You can think of it as the fifth pillar of Systema. In my experience it is the one that most people struggle with.
In the video I cover the key reasons why being able to hang and then lift your body weight by the arms in a vertical pull is important for your health, physical function and survival skills. I then break it into 3 simple steps for those who struggle with it.
An overlooked component of the pull up is the passive or dead hang. Health wise the ability to do this is a crucial for the health of your shoulders and back.
So many people suffer with back and shoulder problems. In many cases they don’t have to. With a gentle and progressive programme to reset and strengthen the area chronic shoulder problems can be fixed naturally.
The passive hang strengthens the ligaments and tendons by hanging the bodyweight with minimal muscle engagement. This alleviates the compression problems caused by bad posture and resets the structure of the whole area.
Many shoulder problems can be fixed by regular passive hangs. If you have shoulder injuries, you should of course always use your judgement, go gradually and slowly and breathe out as you load the shoulders. Load the shoulders gradually as per the video. Don’t just jump or drop into a hang.

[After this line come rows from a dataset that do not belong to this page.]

PR #47, opened 2023-10-23
Add a `pull()` method

### LINKED ISSUE #10: Accessing information without full workflow execution
From @JNmpi in pyiron/pyiron_contrib#855 

> #### Provide ways to show dynamic input options
> ```python
> wf = Workflow('simple_lammps_calculation')
> 
> structure = wf.create.atomistics.Bulk(cubic=True, name="Cu", label='structure')
> 
> lammps_job = wf.create.lammps.LammpsStaticNode(label='lammps_job')
> lammps_job.inputs.structure = structure 
> 
> lammps_job.inputs.potential.list   # show all potentials compatible to structure
> lammps_job.list_potentials         # alternative syntax (list_potentials would be a node in a workflow that is not called when running the workflow but only when calling it explicitly)
> ```
> 
>  ```
> potential starts
> ```
> 
> **Issue:** Having nodes that are not part of the main workflow but that can be used by the user to extract/provide information when explicitly called would be very helpful.

Ah, I checked out your branch (#856) and I see what you're saying. You created exactly such a node (`ListPotentialsNode`) and (after I uncomment a line) it exists inside your `LammpsStaticNode` macro.

The problem, of course, is that if I simply run the node -- `lammps_job.list_potentials()` -- it doesn't yet have any input, so the result is an error. If I first run the workflow, it will crash and give an ugly error, _but_, provided the "information node" runs in the macro before the macro crashes (it does in this case), I can look at its output. I.e. on your branch after uncommenting `wf.list_potentials = wf.create.lammps.ListPotentialsNode(structure=wf.structure)` in `lammps_static_node`, I can do this:

```python
from pyiron_contrib.workflow import Workflow
from pyiron_contrib.workflow.node_library.lammps import nodes as lammps_nodes

Workflow.create.register("lammps", *lammps_nodes)

wf = Workflow('simple_lammps_calculation')

structure = wf.create.atomistics.Bulk(cubic=True, name="Cu", label='structure')

lammps_job = wf.create.lammps.LammpsStaticNode(label='lammps_job')
lammps_job.inputs.structure = structure

wf() 
```

Which crashes as expected since I never specified a potential, but populates the following:

```python
wf.lammps_job.list_potentials.outputs.potentials.value
>>> ['1985--Foiles-S-M--Ni-Cu--LAMMPS--ipr1', ...]
```

Certainly this is more hoops that we want the user to jump through -- they should never need to intentionally cause errors to get what they want -- but at least it is _possible_.

Fundamentally, I think we're facing the tension between delayed and aggressive execution again. What we'd really like is for the structure to propagate through so that the `list_potentials` node just has its input right away. While this isn't possible in a fully delayed framework, I do think implementing `pull` (#836) gives us a sufficiently good solution. With `pull`, we can replace the `wf()` call above with the following:

```python
wf.lammps_job.list_potentials.pull()
>>> {'potentials': ['1985--Foiles-S-M--Ni-Cu--LAMMPS--ipr1', ...]}
```

Thus getting the desired result without ever causing the workflow to crash. IMO this would be a satisfactory solution, so any PR that closes pyiron/pyiron_workflow#12 should also close this.

## An aside on node empowerment

An alternative solution is to directly empower nodes by defining them as classes instead of using the decorators. For instance, in this case I could replace the decorated `lammps_static_node` function with

```python
class LammpsStaticNodeWithMethod(Macro):
    def __init__(
        self,
        label: Optional[str] = None,
        parent=None,
        strict_naming: bool = True,
        **kwargs,
    ):
        super().__init__(
            graph_creator=self._make_graph,
            label=label,
            parent=parent,
            strict_naming=strict_naming,
            inputs_map=None,
            outputs_map=None,
            **kwargs,
        )

    @staticmethod
    def _make_graph(wf):
        ...  # All the content of lammps_static_node

    def list_potentials_method(self, structure=None):
        from pyiron_atomistics.lammps.potential import list_potentials
        potential = list_potentials(
            self.inputs.structure.value if structure is None else structure
        )
        return potential
```

Then there's a number of possibilities, but presuming again that `pull` has been implemented, I could do something like this:

```python
from pyiron_contrib.workflow import Workflow
from pyiron_contrib.workflow.node_library.lammps import nodes as lammps_nodes

Workflow.create.register("lammps", *lammps_nodes)

wf = Workflow('simple_lammps_calculation')

structure = wf.create.atomistics.Bulk(cubic=True, name="Cu", label='structure')

lammps_job = wf.create.lammps.LammpsStaticNode(label='lammps_job')
lammps_job.inputs.structure = structure

lammps_job.list_potentials_method(structure.pull().structure)
>>> ['1985--Foiles-S-M--Ni-Cu--LAMMPS--ipr1', ...]
```

This is spiritually similar to how we extended `Node` with `.draw()` method, giving users an extra tool accessible from the node. In this particular example I think I prefer your approach of an information-carrying-sub-node, but there may be situations where adding a method is superior.

### LINKED ISSUE #12: "pull"-mode / delayed behaviour
@JNmpi sold me a while ago on the merits of using a "pull" paradigm instead of a "push" paradigm, but I couldn't see a way to get the technicalities sorted out. I think I see a path through now and will be working on this topic this week.

Most of the classes look the same, and I think we do still need signals for making cyclic graphs work (and indeed, switches in general), but I think this will greatly streamline things and make "easy things easy" while not making hard things any harder than they already are.

Here's my thoughts so far on the class behaviour:

- `OutputData.pull()`
  - Calls `self.parent.outputs.pull(): Outputs.pull()`
  - `Outputs.pull()` manually sets `OutputData.value` for each child
  - Return `self.value` once the `Outputs.pull()` call resolves
- `Outputs.pull()`
  - Calls `self.node.pull(): Node.pull()`
  - Uses the returned dictionary to update the values of all channels
- `Node.pull()`
  - Calls `self.inputs.pull(): Inputs.pull()`
  - Hashes the resulting dictionary of input data 
  - Compares the hash to the hash for the last call...
    - If there is no such hash, or hashes differ, run with input, returns result of run function
    - Else return existing output `self.outputs.to_dict()`
    - This prevents unnecessary running when input hasn't changed
    - Need a flag like `Node.always_rerun` in case we _want_ to run again on the same input! E.g. random number generation
- `Inputs.pull()`
  - Calls `.pull()` on each `InputData` child
  - Returns children's values as a dictionary for use in the node
- `InputData.pull()`
  - For each connection in `self.connections: list[OutputData]` call `.pull()`
    - The first one that returns something other than `NotData` gets used
    - _Somewhere_ we need to do more clever grouping, so that we directly call `Outputs.pull()` so that groups of output can get updated at once without multiple graph traversals where we discover that the input hasn't changed...
    - This is a change that makes `connections` and _ordered list_ so we will always first try to draw data from the 0th connection, then use the 1st as a fall-back, etc.
  - If `len(self.connections) == 0` return `self.value`
    - If no default exists, and no value was set manually, e.g. by the user of the workflow, the initial `NotData` value for `DataChannel.value` gets returned -- obviously this will break something somewhere, either by raising an error or by keeping some form of the `Channel/IO/Node.ready` attribute that will stop execution.

In this way, we update input when we invoke a node (`my_wf(some_node__some_channel=42)`) as we currently do, but then instead of starting a "push" process from the "upstream-most" nodes (or those specified in `starting_nodes`), we start a "pull" process from the "downstream-most" nodes (or those specified in `result_nodes` or even maybe `result_channels` or similar).

I've got to leave it there for tonight, but will update this tomorrow and as I work on the corresponding PR.

### LINKED ISSUE #18: The run cycle needs refactoring
I went back to start extracting stuff for a pull-mode, and I found a few too many levels of mis-direction. I'd like to revisit `run` and break it into different component hopefully with fewer layers of misdirection.

There is nothing really philosophically new here compared to #12, especially including [this comment](https://github.com/pyiron/pyiron_workflow/issues/12#issuecomment-1753185935) about replacing `OutputData._after_update` with some sort of `InputData.pull`, I just wanted to give an explicit heads up that the API around `Node.run/run_args/on_run/finish_run` is likely to change!

### LINKED ISSUE #35: Simple example even simpler
**Summary**

Currently, the `pyiron_workflow` code is still more complex than other frameworks.

**Detailed Description**

Example from the `README.MD`: 
```
wf = Workflow("my_workflow")
wf.a1 = x_plus_y()
wf.a2 = x_plus_y()
wf.b = x_plus_y(x=wf.a1.outputs.sum, y=wf.a2.outputs.sum)

out = wf(a1__x=0, a1__y=1, a2__x=2, a2__y=3)
out.b__sum
>>> 6
```

I would like to write: 
```
out = x_plus_y(
    x=x_plus_y(x=0, y=1),
    y=x_plus_y(x=2, y=3),
)
out.sum
```

**Further Information, Files, and Links**

As far as I understand this is currently related to enforcing labels for the individual nodes of the workflow, so the suggestion would be to generate labels automatically. I am aware that labels can be helpful for debugging the workflow, but I would like to have a certain level of compatibility to existing python functions.

liamhuber:
Before getting to the meat of it, I updated the API so that all the actual computations using the node get based off the `run` method, which is now made more flexible with some boolean arguments:
- `run(fetch_input_first: bool = True, then_emit: bool = True, force_local_execution: bool = False, check_readiness: bool = True,)` fetches input from connections, raises an error if it's not `ready`, computes (either locally or on an executor), and finally fires the `ran` signal
- `execute()`  to force the computation right here, right now, as-is with `run(fetch_input_first=False, then_emit=False, force_local_execution=True, check_readiness=False)`
- `__call__(*args, **kwargs)` to update input values with (*args and) **kwargs then `run(fetch_input_first=True, then_emit=False)`
- `pull()` to build an independent run cycle, run upstream nodes, then `run(fetch_input_first=True, then_emit=False)`
- ~`update()`~ is just not a thing, we handle it slightly differently and as a flag in `run()`

This closes #18 to my satisfaction.

Next, all the topology stuff was pulled out of `pyiron_workflow.composite.Composite` and into `pyiron_workflow.topology`.

Finally, implement `Node.pull` which does as above. I had to do a little bit of node relabelling to get it to work when the nodes are outside a workflow (since then they can have arbitrary -- even identical -- labels), but we reset everything after the pull is done anyhow.

Closes #35 because the following now works:

```python

@Workflow.wrap_as.single_value_node("sum")
def x_plus_y(x: int = 0, y: int = 0) -> int:
    return x + y

node = x_plus_y(
    x=x_plus_y(0, 1), 
    y=x_plus_y(2, 3)
)
node.pull()
>>> 6
```

Closes #10 because you can now `pull` on just one part of a macro. The caveat here is that since macros are now "walled gardens" with their own IO, pulling on a macro's child will only go as far upstream as the macro input (to which the child input is linked), so if you want fresher input that that you need to `.set_input_values` on the parent macro, or `.pull()` the entire macro, or just the upstream bit you want to freshen up followed by `.inputs.fetch()` on the macro. Example:

```python

@Workflow.wrap_as.single_value_node("sum")
def x_plus_y(x: int = 0, y: int = 0) -> int:
    print("EXECUTING")
    return x + y

@Workflow.wrap_as.macro_node()
def b2_leaves_a1_alone(macro):
    macro.a1 = x_plus_y(0, 0)
    macro.a2 = x_plus_y(0, 1)
    macro.b1 = x_plus_y(macro.a1, macro.a2)
    macro.b2 = x_plus_y(macro.a2, 10)
    
wf = Workflow("demo")
wf.upstream = x_plus_y()
wf.macro = b2_leaves_a1_alone(a2__x=wf.upstream)


# Pulling b1 -- executes a1, a2, b2
print(wf.macro.b1.pull())
>>> EXECUTING
>>> EXECUTING
>>> EXECUTING
>>> 1

# Pulling b2 -- executes a2, a1
print(wf.macro.b2.pull())
>>> EXECUTING
>>> EXECUTING
>>> 11

# Updated inputs get reflected in the pull
wf.macro.set_input_values(a1__x=100, a2__x=-100)
print(wf.macro.b2.pull())
>>> EXECUTING
>>> EXECUTING
>>> -89

# Connections are restored after a pull
# Running wf -- executes upstream, macro (is silent), a1, a2, b1, b2
print(wf())
>>> EXECUTING
>>> EXECUTING
>>> EXECUTING
>>> EXECUTING
>>> EXECUTING
>>> {'macro__b1__sum': 101, 'macro__b2__sum': 11}
```

And of course it closes #12, the original issue on the topic, because `pull()` is now implemented. The technical realization is actually quite close to the 21 September comment there as well.

This isn't as thoroughly tested as I'd like, but these examples are included in the integration test -- so at least the successful cases are behaving as expected. I will have time to write additional tests this week, but not today ahead of the env deadline for the ADIS workshop.

### DIFF
--- a/notebooks/workflow_example.ipynb
+++ b/notebooks/workflow_example.ipynb
@@ -119,8 +119,7 @@
    "metadata": {},
    "outputs": [],
    "source": [
-    "# pm_node.run()\n",
-    "pm_node.update()"
+    "# pm_node.run()"
    ]
   },
   {
@@ -128,9 +127,7 @@
    "id": "48b0db5a-548e-4195-8361-76763ddf0474",
    "metadata": {},
    "source": [
-    "Using the softer `update()` call checks to make sure the input is `ready` before moving on to `run()`, avoiding this error. In this case, `update()` sees we have no input an aborts by returning `None`.\n",
-    "\n",
-    "(Note: If you _do_ swap `update()` to `run()` in this cell, not only will you get the expected error, but `pm_node` will also set its `failed` attribute to `True` -- this will prevent it from being `ready` again until you manually reset `pm_node.failed = False`.)"
+    "Not only will you get the expected error, but `pm_node` will also set its `failed` attribute to `True` -- this will prevent it from being `ready` again until you manually reset `pm_node.failed = False`."
    ]
   },
   {
@@ -176,7 +173,7 @@
    "id": "c54a691e-a075-4d41-bc0f-3a990857a27a",
    "metadata": {},
    "source": [
-    "Alternatively, the `run()` command (and `update()` when it proceeds to execution) just return the function's return value:"
+    "Alternatively, the `run()` command just return the function's return value:"
    ]
   },
   {
@@ -241,7 +238,7 @@
    "id": "58ed9b25-6dde-488d-9582-d49d405793c6",
    "metadata": {},
    "source": [
-    "This node also exploits type hinting! `run()` will always force the execution, but `update()` will not only check if the data is there, but also if it is the right type:"
+    "This node also exploits type hinting! `run()` will check that input values conform to type hints before computing anything. Failing at this stage won't actually cause the node to have a `failed` status, so you can just re-run it once the input is fixed."
    ]
   },
   {
@@ -249,46 +246,27 @@
    "execution_count": 10,
    "id": "ac0fe993-6c82-48c8-a780-cbd0c97fc386",
    "metadata": {},
-   "outputs": [],
-   "source": [
-    "adder_node.inputs.x = \"not an integer\"\n",
-    "adder_node.inputs.x.type_hint, type(adder_node.inputs.x.value)\n",
-    "adder_node.update()\n",
-    "# No error because the update doesn't trigger a run since the type hint is not satisfied"
-   ]
-  },
-  {
-   "cell_type": "markdown",
-   "id": "2737de39-6e75-44e1-b751-6315afe5c676",
-   "metadata": {},
-   "source": [
-    "Since the execution never happened, the output is unchanged"
-   ]
-  },
-  {
-   "cell_type": "code",
-   "execution_count": 11,
-   "id": "bcbd17f1-a3e4-44f0-bde1-cbddc51c5d73",
-   "metadata": {},
    "outputs": [
     {
      "data": {
       "text/plain": [
-       "1"
+       "(int, str)"
       ]
      },
-     "execution_count": 11,
+     "execution_count": 10,
      "metadata": {},
      "output_type": "execute_result"
     }
    ],
    "source": [
-    "adder_node.outputs.sum_.value"
+    "adder_node.inputs.x = \"not an integer\"\n",
+    "adder_node.inputs.x.type_hint, type(adder_node.inputs.x.value)\n",
+    "# adder_node.run()"
    ]
   },
   {
    "cell_type": "code",
-   "execution_count": 12,
+   "execution_count": 11,
    "id": "15742a49-4c23-4d4a-84d9-9bf19677544c",
    "metadata": {},
    "outputs": [
@@ -298,14 +276,14 @@
        "3"
       ]
      },
-     "execution_count": 12,
+     "execution_count": 11,
      "metadata": {},
      "output_type": "execute_result"
     }
    ],
    "source": [
     "adder_node.inputs.x = 2\n",
-    "adder_node.update()"
+    "adder_node.run()"
    ]
   },
   {
@@ -318,7 +296,7 @@
   },
   {
    "cell_type": "code",
-   "execution_count": 13,
+   "execution_count": 12,
    "id": "0c8f09a7-67c4-4c6c-a021-e3fea1a16576",
    "metadata": {},
    "outputs": [
@@ -328,7 +306,7 @@
        "30"
       ]
      },
-     "execution_count": 13,
+     "execution_count": 12,
      "metadata": {},
      "output_type": "execute_result"
     }
@@ -348,7 +326,7 @@
   },
   {
    "cell_type": "code",
-   "execution_count": 14,
+   "execution_count": 13,
    "id": "69b59737-9e09-4b4b-a0e2-76a09de02c08",
    "metadata": {},
    "outputs": [
@@ -358,7 +336,7 @@
        "31"
       ]
      },
-     "execution_count": 14,
+     "execution_count": 13,
      "metadata": {},
      "output_type": "execute_result"
     }
@@ -391,7 +369,7 @@
   },
   {
    "cell_type": "code",
-   "execution_count": 15,
+   "execution_count": 14,
    "id": "61b43a9b-8dad-48b7-9194-2045e465793b",
    "metadata": {},
    "outputs": [],
@@ -401,7 +379,7 @@
   },
   {
    "cell_type": "code",
-   "execution_count": 16,
+   "execution_count": 15,
    "id": "647360a9-c971-4272-995c-aa01e5f5bb83",
    "metadata": {},
    "outputs": [
@@ -438,7 +416,7 @@
   },
   {
    "cell_type": "code",
-   "execution_count": 17,
+   "execution_count": 16,
    "id": "b8c845b7-7088-43d7-b106-7a6ba1c571ec",
    "metadata": {},
    "outputs": [
@@ -482,7 +460,7 @@
   },
   {
    "cell_type": "code",
-   "execution_count": 18,
+   "execution_count": 17,
    "id": "2e418abf-7059-4e1e-9b9f-b3dc0a4b5e35",
    "metadata": {
     "tags": []
@@ -532,7 +510,7 @@
   },
   {
    "cell_type": "code",
-   "execution_count": 19,
+   "execution_count": 18,
    "id": "59c29856-c77e-48a1-9f17-15d4c58be588",
    "metadata": {},
    "outputs": [
@@ -568,7 +546,7 @@
   },
   {
    "cell_type": "code",
-   "execution_count": 20,
+   "execution_count": 19,
    "id": "1a4e9693-0980-4435-aecc-3331d8b608dd",
    "metadata": {},
    "outputs": [],
@@ -580,7 +558,7 @@
   },
   {
    "cell_type": "code",
-   "execution_count": 21,
+   "execution_count": 20,
    "id": "7c4d314b-33bb-4a67-bfb9-ed77fba3949c",
    "metadata": {},
    "outputs": [
@@ -619,7 +597,7 @@
   },
   {
    "cell_type": "code",
-   "execution_count": 22,
+   "execution_count": 21,
    "id": "61ae572f-197b-4a60-8d3e-e19c1b9cc6e2",
    "metadata": {},
    "outputs": [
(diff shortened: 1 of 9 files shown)


liamhuber:
`Push-main-Pull-all / pyiron / unit-tests (ubuntu-latest, 3.11, linux-64-py-3-11, /usr/share/...` and `Push-main-Pull-all / pyiron / build-notebooks (pull_request)` are both hanging. They each have a message like `Received 959348001 of 963542305 (99.6%), 0.1 MBs/sec` that repeats every tick, so I think it's just a communication hiccup. I'll restart these two.

liamhuber:
Yeah, no problems on the rerun

JNmpi:
Thanks @liamhuber for the implementation. The new functionality and options are great and provide much for flexibility. I tried to merge my latest branch with hotfix0.0.2 (containing the changes you did on my branch) with main. When running my notebook in this updated branch I get the following error messages:

### MD over list of temperatures


```python
%%time
for T in [300, 600, 900]:
    wf = Workflow('Lammps')
    structure = wf.create.atomistics.Bulk('Al', cubic=True)
    repeat = wf.create.lammps.Repeat(structure = structure, repeat_scalar=3)
    
    lammps = wf.create.atomistic_codes.Lammps(structure=repeat, label='lammps')
    lammps.calc_select.md(temperature=T, n_ionic_steps=10_000)
    
    wf.run()
    
    plt.plot(wf.lammps.outputs.generic.value.energy_pot[2:], label=f'T={T}K')
plt.legend();    
```

    /Users/joerg/python_projects/git_libs/pyiron_workflow/pyiron_workflow/channels.py:158: UserWarning: The channel calculator was not connected to calculator, andthus could not disconnect from it.
      warn(
    /Users/joerg/python_projects/git_libs/pyiron_workflow/pyiron_workflow/channels.py:158: UserWarning: The channel ran was not connected to run, andthus could not disconnect from it.
      warn(
    /Users/joerg/python_projects/git_libs/pyiron_workflow/pyiron_workflow/channels.py:158: UserWarning: The channel structure was not connected to structure, andthus could not disconnect from it.
      warn(



    ---------------------------------------------------------------------------

    AttributeError                            Traceback (most recent call last)

    File <timed exec>:7


    File ~/python_projects/git_libs/pyiron_workflow/pyiron_workflow/node_library/dev_tools.py:63, in Replacer.__call__(self, other, **kwargs)
         61     # print ('replacer called', self.node.label, other, kwargs) #, other.info, dir(other))
         62     self.node = self.parent[self.node_label]
    ---> 63     return self.node.update_input(**kwargs)
         65 else:
         66     import warnings


    File ~/python_projects/git_libs/pyiron_workflow/pyiron_workflow/function.py:610, in SingleValue.__getattr__(self, item)
        609 def __getattr__(self, item):
    --> 610     return getattr(self.single_value, item)


    AttributeError: type object 'NotData' has no attribute 'update_input'



and 

```python
import numpy as np

energy_pot = []
strain_lst = np.linspace(0.86, 2, 51)
for strain in strain_lst:
    wf = energy_at_volume(element='Al', strain=strain)
    out = wf.run()

    energy_pot.append(out['lammps__generic'].energy_pot.iloc[0])  

plt.plot(strain_lst, energy_pot);
```


    ---------------------------------------------------------------------------

    ValueError                                Traceback (most recent call last)

    Cell In[7], line 7
          5 for strain in strain_lst:
          6     wf = energy_at_volume(element='Al', strain=strain)
    ----> 7     out = wf.run()
          9     energy_pot.append(out['lammps__generic'].energy_pot.iloc[0])  
         11 plt.plot(strain_lst, energy_pot);


    File ~/python_projects/git_libs/pyiron_workflow/pyiron_workflow/node.py:281, in Node.run(self, first_fetch_input, then_emit_output_signals, force_local_execution, check_readiness)
        277 if check_readiness and not self.ready:
        278     input_readiness = "\n".join(
        279         [f"{k} ready: {v.ready}" for k, v in self.inputs.items()]
        280     )
    --> 281     raise ValueError(
        282         f"{self.label} received a run command but is not ready. The node "
        283         f"should be neither running nor failed, and all input values should"
        284         f" conform to type hints:\n"
        285         f"running: {self.running}\n"
        286         f"failed: {self.failed}\n" + input_readiness
        287     )
        288 return self._run(
        289     finished_callback=self._finish_run_and_emit_ran
        290     if then_emit_output_signals
        291     else self._finish_run,
        292     force_local_execution=force_local_execution,
        293 )


    ValueError: energy_at_volume received a run command but is not ready. The node should be neither running nor failed, and all input values should conform to type hints:
    running: False
    failed: False
    element ready: True
    bulk__crystalstructure ready: True
    bulk__a ready: True
    bulk__c ready: True
    bulk__covera ready: True
    bulk__u ready: True
    bulk__orthorhombic ready: True
    bulk__cubic ready: True
    repeat__repeat_scalar ready: True
    strain ready: True
    lammps__potential ready: True
    lammps__potential__index ready: True
    lammps__init_lammps__working_directory ready: True
    lammps__shell__command ready: False
    lammps__shell__environment ready: False
    lammps__shell__arguments ready: False

Do you have an idea what is going on? I guess it is related to changing the default values in the run environment and choosing them properly would fix the error. Probably you see much faster what is going on than me.

liamhuber:
@JNmpi, ~I'm afraid I can't reproduce those errors~ yes, I can reproduce these after merging main (v0.0.3) into the hotfix branch as well.

```
...
File ~/python_projects/git_libs/pyiron_workflow/pyiron_workflow/node_library/dev_tools.py:63, in Replacer.__call__(self, other, **kwargs)
...
---> 63     return self.node.update_input(**kwargs)
...
AttributeError: type object 'NotData' has no attribute 'update_input'
```

This one is pretty easy; I renamed `update_input` to `set_input_values`, but `Replacer` didn't exist on the branch I did the name change on so it never got updated. I'll patch that now.

```
...
----> 7     out = wf.run()
...
ValueError: energy_at_volume received a run command but is not ready. The node should be neither running nor failed, and all input values should conform to type hints:
...
lammps__shell__command ready: False
lammps__shell__environment ready: False
lammps__shell__arguments ready: False
```

This is coming up because the `shell` sub-node input is either `NotData` or not matching its type hint, both of which are disallowed prior to running. This can be overridden with `.run(check_readiness=False)`, but it is better and probably not too hard to just fix the root cause of the problem.

For `environment` and `arguments` I think it's really simple -- these are optional, and if they're `None` they're correctly set to empty mutable defaults. Adding `dict` --> `Optional[dict]` (and similarly for `list`) should do the trick. I'll patch it now.

It took a minute longer for `command`, but it's actually basically the same issue -- it's hinted as `str` but the `lammps` macro sets it to an instance of `ExecutablePathResolver`. I think just adding `.path()` to this initial setting will fix it. I'll patch that too.

I stacked the patches onto the hotfix here: #49. 

That last error would have been much easier to see if we type-checked value assignments. The rationale for _not_ doing this is that type checking is a little expensive, and I don't want the automated data propagation doing it all the time; thus only new channel connections are type checked. 

I was thinking this week that a better way is probably to do the type checking by default -- so users (and usually devs) will get immediate feedback when they try to assign something illegal -- but have an "escape hatch" we can use in `InputData.fetch` so that the automated processes skip this step.

I'll make an issue to this effect.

If in doubt, check with your Doctor first.
For your physical function it is all about balance. Balance of strength, mobility and range. The four pillars of Systema check your ability to move your body smoothly and in control through its range of motion. Are you injured, too stiff or do you lack the strength and control to be able to do it?
The vertical pull is one of the key ranges. I have read that 9 out of 10 adults in the western world cannot lift their body weight. My experience bears this out.
This is not as Bear Grylls as it sounds. Imagine being in a burning building and you have to jump and pull yourself out of a window. Or falling into a river and you have to pull yourself out of a shear sided bank.
The ability to pull yourself to safety is a natural survival skill and there is no reason why it shouldn’t be available to you right to the end.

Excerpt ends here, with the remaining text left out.